About this task
Your task is to show every line in the listing below that includes "specific".

Source data

PR #285, opened 2021-03-04
CID must be present and is directional

### LINKED ISSUE #280: linking CIDs?
This is branched of #239.

@martinthomson said:

"However, it needs to specify that the connection ID association needs to be directional. Maybe that is assumed, but it should be stated. And it needs to say that this is unlikely to apply when the connection ID is empty."

mirjak:
fixes #280

### DIFF
--- a/draft-ietf-quic-manageability.md
+++ b/draft-ietf-quic-manageability.md
@@ -674,9 +674,10 @@ The QUIC connection ID (see {{rebinding}}) is designed to allow an on-path
 device such as a load-balancer to associate two flows as identified by
 five-tuple when the address and port of one of the endpoints changes; e.g. due
 to NAT rebinding or server IP address migration. An observer keeping flow state
-can associate a connection ID with a given flow, and can associate a known flow
-with a new flow when when observing a packet sharing a connection ID and one
-endpoint address (IP address and port) with the known flow.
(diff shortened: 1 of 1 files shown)


draft-ietf-quic-manageability.md
```diff
@@ -674,9 +674,10 @@ The QUIC connection ID (see {{rebinding}}) is designed to allow an on-path
 device such as a load-balancer to associate two flows as identified by
 five-tuple when the address and port of one of the endpoints changes; e.g. due
 to NAT rebinding or server IP address migration. An observer keeping flow state
-can associate a connection ID with a given flow, and can associate a known flow
-with a new flow when when observing a packet sharing a connection ID and one
-endpoint address (IP address and port) with the known flow.
+can associate a connection ID, if present, with a given flow, and can associate
+a known flow with a new flow when when observing a packet sharing the same
+connection ID in the same direction between client and server and one endpoint
+address (IP address and port) with the known flow.
```
martinthomson, line 680:
```suggestion
connection ID in the same direction between client and server and sharing one
endpoint address (IP address and port) with the known flow.
```

This is a bit hard to follow without the extra word.

martinthomson (approved):

PR #288, opened 2021-03-09
Connections aren't reset, they are closed.

mjoras:
Reset is a directional stream semantic, not a connection one.

### DIFF
--- a/draft-ietf-quic-applicability.md
+++ b/draft-ietf-quic-applicability.md
@@ -309,7 +309,7 @@ the ingress direction; these actions are fully independent of each other.
 QUIC does not provide an interface for exceptional handling of any stream.
 If a stream that is critical for an application is closed, the application can
 generate error messages on the application layer to inform the other end and/or
-the higher layer, which can eventually reset the QUIC connection.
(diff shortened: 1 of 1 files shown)


mjoras:
Oh, I see. Yeah maybe abort is better. For me reading this "reset" made me think of TCP connection and or QUIC stream semantics, which is probably not the intention.

draft-ietf-quic-applicability.md
```diff
@@ -309,7 +309,7 @@ the ingress direction; these actions are fully independent of each other.
 QUIC does not provide an interface for exceptional handling of any stream.
 If a stream that is critical for an application is closed, the application can
 generate error messages on the application layer to inform the other end and/or
-the higher layer, which can eventually reset the QUIC connection.
+the higher layer, which can eventually result in closure of the QUIC connection.
```
mirjak, line 312:
```suggestion
the higher layer, which can eventually result in aborting of the QUIC connection.
```

britram, line 312:
```suggestion
the higher layer, which can eventually terminate the QUIC connection.
```

Issue #175, opened 2021-02-01
Discuss application-layer graceful/scheduled close


LPardue:
https://quicwg.org/ops-drafts/draft-ietf-quic-applicability.html#section-8 deals with connection closure and is pretty exhaustive. However, I think it would be improved by discussing how an application protocol might manage graceful connection close in the absence of a transport-layer mechanism. HTTP/3 defines the GOAWAY frame for this purpose, defining the closure signalling mechnanism and the  behaviour of endpoints when in the draining period - especially wrt creating streams.

mirjak:
@LPardue would you be able to propose some text?

LPardue:
I'll try 😀

mirjak:
#298 is merged

PR #298, opened 2021-03-24
Split Connection Closure discussion into two parts

### LINKED ISSUE #297: Better discuss the nuance between transport error codes and application error codes
Mention of error codes is restricted to the section `Connection Closure`, which ends up also talking about STOP_SENDING and RESET_STREAM. I think it would be clearer to have a standalone section that describes the different error code spaces and the xref that in the other sections that deal with stream usage and connection closure.

LPardue:
Fixes #297 and #175.

This ended up much larger than I anticiated but I found the old Connection Closure text quite hard to modify in a way that let me frame the graceful close additions. 

I think this is a net positive structural move, even if we might need to bash the section ordering and contained text.

### DIFF
--- a/draft-ietf-quic-applicability.md
+++ b/draft-ietf-quic-applicability.md
@@ -496,9 +496,9 @@ Applications that use QUIC can define their own error detection and signaling
 (see, for example, {{Section 8 of QUIC-HTTP}}). Application errors can affect an
 entire connection or a single stream.
 
-QUIC defines an error code space that is used for error handling at the transport layer. QUIC
-encourages endpoints to use the most specific code, although any applicable code
-is permitted, including generic ones.
+QUIC defines an error code space that is used for error handling at the
+transport layer. QUIC encourages endpoints to use the most specific code,
+although any applicable code is permitted, including generic ones.
 
 Applications using QUIC define an error
 code space that is independent from QUIC or other applications (see, for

Written answer
-encourages endpoints to use the most specific code, although any applicable code
+transport layer. QUIC encourages endpoints to use the most specific code,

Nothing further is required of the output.